I am trying to building a floor to ceiling interior partition wall with 2 X 4's and sheetrock. The major obstacle is that that the lengths of the studs and sheets of drywall have to be split in half in order for me to transport them (I live in a multistory building and it is impossible for me to get full length 2 X 4s and sheets of drywall to my unit).
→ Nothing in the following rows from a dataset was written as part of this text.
PR #604, opened 2022-10-26
add simple timer functionality to Timeline

sthalik:
The Timeline class already has all the data it needs to act as a stopwatch timer.

One example use-case is jitter-correcting framerate throttling when minimized or lacking window focus.

### DIFF
--- a/src/Magnum/Timeline.cpp
+++ b/src/Magnum/Timeline.cpp
@@ -61,4 +61,19 @@ Float Timeline::previousFrameTime() const {
     return duration_cast<microseconds>(_previousFrameTime-_startTime).count()/1e6f;
 }
 
+Float Timeline::currentFrameDuration() const {
+    if (!running) return 0;
+
+    auto now = high_resolution_clock::now();
+    auto duration = UnsignedInt(duration_cast<microseconds>(now-_previousFrameTime).count());
+    return duration/1e6f;
+}
+
+Float Timeline::currentFrameTime() const {
+    if (!running) return 0;
+
+    auto now = high_resolution_clock::now();
+    return duration_cast<microseconds>(now-_startTime).count()/1e6f;
+}
+
 }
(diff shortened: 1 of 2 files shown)


src/Magnum/Timeline.h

Is there a way to join the ends of two 5' length 2 X 4's pieces togethers when building a wall in a way that is structurally stable? Can I just butt the ends together and then secure them with some sort of metal fastener?


----------



## Scuba_Dave

8' or 10' 2x4's?
I'd never cut the 2x's in 1/2
Really reduces the strength of the wall
Must be a way to get them thru a window


----------



## acyate

Well, its 9' length total (I previously said 10' to keep it simple). The wall is non-load bearing so the only weight it needs to support is the drywalls that are fastened on both sides. I was thinking that there must be some way to create an interlocking joint cut at the ends that can be fastened together. 

Basically, I'm trying to find a way to create a 4' wide X 9' high wall panel from two 4' X 4.5' panels. Each panel will weigh about 80 lbs.

I know it must seem like an odd project, but I'm trying to create a wall that can be broken down and stored in modular pieces. And also, transporting full length lumber is a problem as well.


----------



## Willie T

Use screws and glue to be permanent... bolts and nuts, no glue to take apart.


----------



## Termite

If you want the walls to be modular, why not just build one short wall on top of another short wall? There would be middle "top and bottom" plates at the wall's mid-height, which could be screwed together. It creates a hinge point and would never fly for a bearing wall but for a partition wall you could certainly make it work.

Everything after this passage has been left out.